Problem » Whenever a line in the records below holds the string "kwargs", include it in the count, and state the number alone.

Source information »
-=-=-
PR #1429, opened 2026-09-06
Add Geodesic primitive

juliohm:
So that we can treat geodesics as first-class objects.

For example:

```julia
using Meshes
using CoordRefSystems
import GLMakie

s = Segment(Point(LatLon(0,0)), Point(LatLon(45,90)))
g = Geodesic(Point(LatLon(0,0)), Point(LatLon(45,90)))

viz(s, color="teal")
viz!(g, color="salmon")
```
image

### DIFF
--- a/src/geometries/primitives/geodesic.jl
+++ b/src/geometries/primitives/geodesic.jl
@@ -41,7 +41,7 @@ Base.extrema(g::Geodesic) = g.a, g.b
 Base.isapprox(g₁::Geodesic, g₂::Geodesic; atol=atol(lentype(g₁)), kwargs...) =
   isapprox(g₁.a, g₂.a; atol=atol, kwargs...) && isapprox(g₁.b, g₂.b; atol=atol, kwargs...)
 
-(g::Geodesic{𝔼})(t) = g.a + (t * g.length) * g.dirvec
+(g::Geodesic{<:𝔼})(t) = g.a + t * (g.b - g.a)
 
 (g::Geodesic{🌐})(t) = geodesicfwd(g.a, geodesicazimuth(g.a, g.dirvec), t * g.length)
 
@@ -66,5 +66,5 @@ end
 # HELPER FUNCTIONS
 # -----------------
 
-_geodesicdirection(a::Point{𝔼}, b::Point{𝔼}) = unormalize(b - a)
+_geodesicdirection(a::Point{<:𝔼}, b::Point{<:𝔼}) = unormalize(b - a)
 _geodesicdirection(a::Point{🌐}, b::Point{🌐}) = geodesictangent(a, geodesicbwd(a, b))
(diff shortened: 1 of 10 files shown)


src/geometries/primitives/geodesic.jl
```diff
@@ -0,0 +1,70 @@
...
+Base.maximum(g::Geodesic) = g.b
+
+Base.extrema(g::Geodesic) = g.a, g.b
+
+==(g₁::Geodesic, g₂::Geodesic) = g₁.a == g₂.a && g₁.b == g₂.b
+
+Base.isapprox(g₁::Geodesic, g₂::Geodesic; atol=atol(lentype(g₁)), kwargs...) =
+  isapprox(g₁.a, g₂.a; atol=atol, kwargs...) && isapprox(g₁.b, g₂.b; atol=atol, kwargs...)
+
+(g::Geodesic{𝔼})(t) = g.a + (t * g.length) * g.dirvec
```
jitendravjh: `Geodesic{𝔼}` never matches, 𝔼 is a UnionAll. And after fixing that it still errors, dirvec already carries metres so `(t * g.length) * g.dirvec` comes out m².

```suggestion
(g::Geodesic{<:𝔼})(t) = g.a + t * (g.b - g.a)
```

src/geometries/primitives/geodesic.jl
```diff
@@ -0,0 +1,70 @@
...
+function Base.show(io::IO, ::MIME"text/plain", g::Geodesic)
+  summary(io, g)
+  printfields(io, g, (:a, :b))
+end
+
+# -----------------
+# HELPER FUNCTIONS
+# -----------------
+
+_geodesicdirection(a::Point{𝔼}, b::Point{𝔼}) = unormalize(b - a)
```
jitendravjh: Same thing here, nothing Euclidean constructs without this.

```suggestion
_geodesicdirection(a::Point{<:𝔼}, b::Point{<:𝔼}) = unormalize(b - a)
```

src/geometries/primitives/geodesic.jl
```diff
@@ -0,0 +1,70 @@
...
+function Geodesic(a::Point, b::Point)
+  a′, b′ = promote(a, b)
+  dirvec = _geodesicdirection(a′, b′)
+  length = GeodesicDistance()(a′, b′)
+  Geodesic(a′, b′, dirvec, length)
+end
+
+Geodesic(a::Tuple, b::Tuple) = Geodesic(Point(a), Point(b))
+
+paramdim(::Type{<:Geodesic}) = 1
```
jitendravjh, line 31: measure is missing and you already have the length.

```suggestion
paramdim(::Type{<:Geodesic}) = 1

measure(g::Geodesic) = g.length
```

jitendravjh (commented):
Tried it on the Euclidean side, few suggestions. boundary, reverse and center are missing too, if those were meant to come with the tests.

src/geometries/primitives/geodesic.jl
juliohm: I will add this to measures.jl instead

juliohm:
Close in favor of #1431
-=-=-
The answer » 4